In 1997 the British Government introduced a strategic Best Value initiative designed
to encourage public sector organisations to maximise value for money in their
organisations. In short, the Best Value regime requires public bodies to demonstrate
that they are achieving ‘best value’ for the taxpayer, in accordance with published and
auditable criteria.

In the case of property and construction, Government advice states that:

z Procurement should support the principles established by Latham and should


aim to achieve the targets set out in the subsequent Egan review.
z Procurement on the basis of price as the only choice criterion is unlikely to
secure best value.
z Overall value for money should be assessed on the basis of whole life cost, not
initial capital cost.
z Project delivery mechanisms should encourage innovation by all concerned in
the search for more flexible and cost effective project delivery mechanisms.
z Delivery mechanisms should incorporate partnering principles supported by
good risk and value management.

1.4 The rise of collaborative approaches to procurement


Although a collaborative approach to public sector construction procurement may
have first come to prominence in the United Kingdom as a result of the Latham
review, in fact the concept is much older. In building, a good British example of a
successful early strategic alliance was that operated for a number of years in the
1960s and 1970s between Marks and Spencer and Bovis for the construction and
refurbishment of department stores. There are also examples in allied industries – the
concept of ‘alliancing’ has been used in oil exploration for more than a decade.

Overseas, ‘partnering’ – arguably the most popular term used to describe the
collaborative approach – has been used extensively in the United States, where one of
the best known examples is that of a substantial number of large roads schemes
beginning in the late 1980s. In Australia the use of partnering has had a lengthy and
somewhat chequered history, principally due to a number of contractors attempting to
exploit the concept in a rather cynical way, but has now developed into the concept of
relational contracting.

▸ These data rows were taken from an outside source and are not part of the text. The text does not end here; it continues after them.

Issue #251, opened 2015-05-24
Prepare for MELPA


aminb:
We should be applying the suggestions in https://github.com/milkypostman/melpa/pull/2701#issuecomment-94887495 to have racer included in MELPA.

Wilfred:
Racer is now in MELPA, so this cna be closed.

phildawes:
Thanks @Wilfred

PR #252, opened 2015-05-25
Check some items off purcell's MELPA-compat list

tomjakubowski:
* Move the emacs package into its own directory (I think this will make
  future MELPA support easier)
* Add a Cask file for ease of development. See
  https://cask.readthedocs.org
* Add more standard headers to the package. See the "Library Headers"
  section of the elisp manual.
* Add package dependencies for emacs 24.3 and company 0.8.0.  I don't
  think racer actually needs to declare a cl-lib dependency, since that
  already ships with emacs 24.3, but I could be wrong!
* Fix a couple things that flycheck complained about.
* Rename the string/ends-with top level function to follow coding
  conventions.

Part of #251

### DIFF
--- a/editors/emacs/Cask
+++ b/editors/emacs/Cask
@@ -1,0 +1,4 @@
+(source gnu)
+(source melpa)
+
+(package-file "racer.el")
--- a/editors/emacs/racer.el
+++ b/editors/emacs/racer.el
@@ -1,8 +1,46 @@
 ;;; racer.el --- Rust completion via racer
 
+;; Copyright (c) 2014 Phil Dawes
+
+;; Author: Phil Dawes
+;; URL: https://github.com/phildawes/racer
+;; Version: 0.0.1
+;; Package-Requires: ((emacs "24.3") (company "0.8.0") (rust-mode "0.2.0"))
+;; Keywords: abbrev, convenience, matching, rust, tools
+
+;; This file is not part of GNU Emacs.
+
+;; Permission is hereby granted, free of charge, to any
+;; person obtaining a copy of this software and associated
+;; documentation files (the "Software"), to deal in the
+;; Software without restriction, including without
+;; limitation the rights to use, copy, modify, merge,
+;; publish, distribute, sublicense, and/or sell copies of
+;; the Software, and to permit persons to whom the Software
+;; is furnished to do so, subject to the following
+;; conditions:
+
+;; The above copyright notice and this permission notice
+;; shall be included in all copies or substantial portions
+;; of the Software.
+
+;; THE SOFTWARE IS PROVIDED "AS IS", WITHOUT WARRANTY OF
+;; ANY KIND, EXPRESS OR IMPLIED, INCLUDING BUT NOT LIMITED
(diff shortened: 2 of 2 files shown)


tomjakubowski:
Issues I did not address from https://github.com/milkypostman/melpa/pull/2701#issuecomment-94887495:

> * It's not appropriate to automatically rebind TAB and M-. for the user: that should be the user's choice.

I agree with these concerns, but I don't think I'm the right person (read: familiar enough with racer) to make these changes. Pretty much that entire `add-hook` invocation seems questionable to me, though. 

> * Since this is a company plugin, it would arguably be better to call the package (and the file) company-racer.

That would a rather breaking change for me to make as a first contribution :-)

phildawes:
Thanks @tomjakubowski, this looks great.
Out of interest, why the test dependencies in the cask file? (ecukes etc..)

tomjakubowski:
Those were added by default when I used cask's CLI to make the cask file. I've removed them.

phildawes:
Great, thanks v much!

phildawes:
N.B. I also changed the README to reflect the new emacs directory. 
(this is a breaking change for existing emacs users so they'll need to update their .emacs files)

damienrg:
I think it is better to create a new github repository to only provide an emacs package and just keep the racer engine here.
There is already a company-racer repository https://github.com/emacs-pe/company-racer created by @emacs-pe and I think it will be better to work together on the emacs package.

tomjakubowski:
That sounds like a good idea to me @damienrg. One disadvantage of that is it requires close co-operation between the two repositories to be sure they're in sync with respect to command line arguments, output formats, etc.

phildawes:
Hi @tomjakubowski, @damienrg,

I agree with both of you - a separate project for racer emacs support with somebody else maintaining it would be a real help to me and much better for emacs users.

I'm not very familiar with github groups. A rust-racer group sounds like a good idea. My only concern is the human problem of nominating people and blessing 'official' repositories. I like github because of the decentralized structure. Is it possible to 'link' to existing repositories rather than transferring them?

I'll create the rust-racer group to try and get some experience with it. Thanks!

marsam:
Hi:
Sorry for the late response.  I think it's better to make `racer.el` independent from any autocompletion system.
There are features that `racer.el` could support (and I'd like to help): `imenu`, `eldoc`, and `go-to-definition` (à la `slime-describe-symbol`).

btw, I've wrote a bit about the [differences of `company-racer` and the current `racer.el`](https://github.com/emacs-pe/company-racer/issues/1#issuecomment-105739096), sorry for not making a pull request, for some reason `racer.el` didn't work for me, so I end up writing `company-racer`.

dleslie:
@phildawes @marsam 

FWIW, the outcomes of this discussion will likely invalidate #319.

dleslie:
Allow me to +1 @marsam; it seems to me that core Emacs functionality ought to be in ```racer.el```; like ```eldoc```, ```imenu```, ```go-to-definition```, and ```completion-at-point-fn```. Leave support for optional packages to the efforts of external maintainers, and save yourselves some work. :smile:

tomjakubowski:
I second everything @marsam and @dleslie said.

PR #258, opened 2015-05-31
Handle crate structure edge cases

Furyhunter:
This PR fixes two bugs which I ran into when using completions on the SDL2 and GL crates. Specifically, when a crate uses an additional root directory under `src` for its root module, racer would not correctly handle it, and would panic because `lib.rs` did not exist in the place it expected it to.


phildawes:
Great thanks @Furyhunter !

The Australian National Museum Project in Canberra is (at the
time of writing) probably the world’s largest and most complex collaborative scheme.
Collaborative procurement approaches are being increasingly widely used around the
world for large, complex and risky projects.

All the above approaches differ slightly in the mechanisms used and in the legal
significance of the ‘partner’ status, but all are essentially methods of harnessing the
combined efforts of all parties involved in the project, to ensure successful project
completion for all. The technique requires a significant shift in the relationship
between employer and contractor, away from the conventional ‘customer/supplier’
approach, where each of the parties fights for its own goals, and towards a ‘shared
risk/shared reward’ approach, where all parties commit themselves to work for the
good of the project.

The successful implementation of this method of procurement also requires the use of
specialised supporting tools, such as formal risk and value management strategies and
the implementation of formal quality management procedures.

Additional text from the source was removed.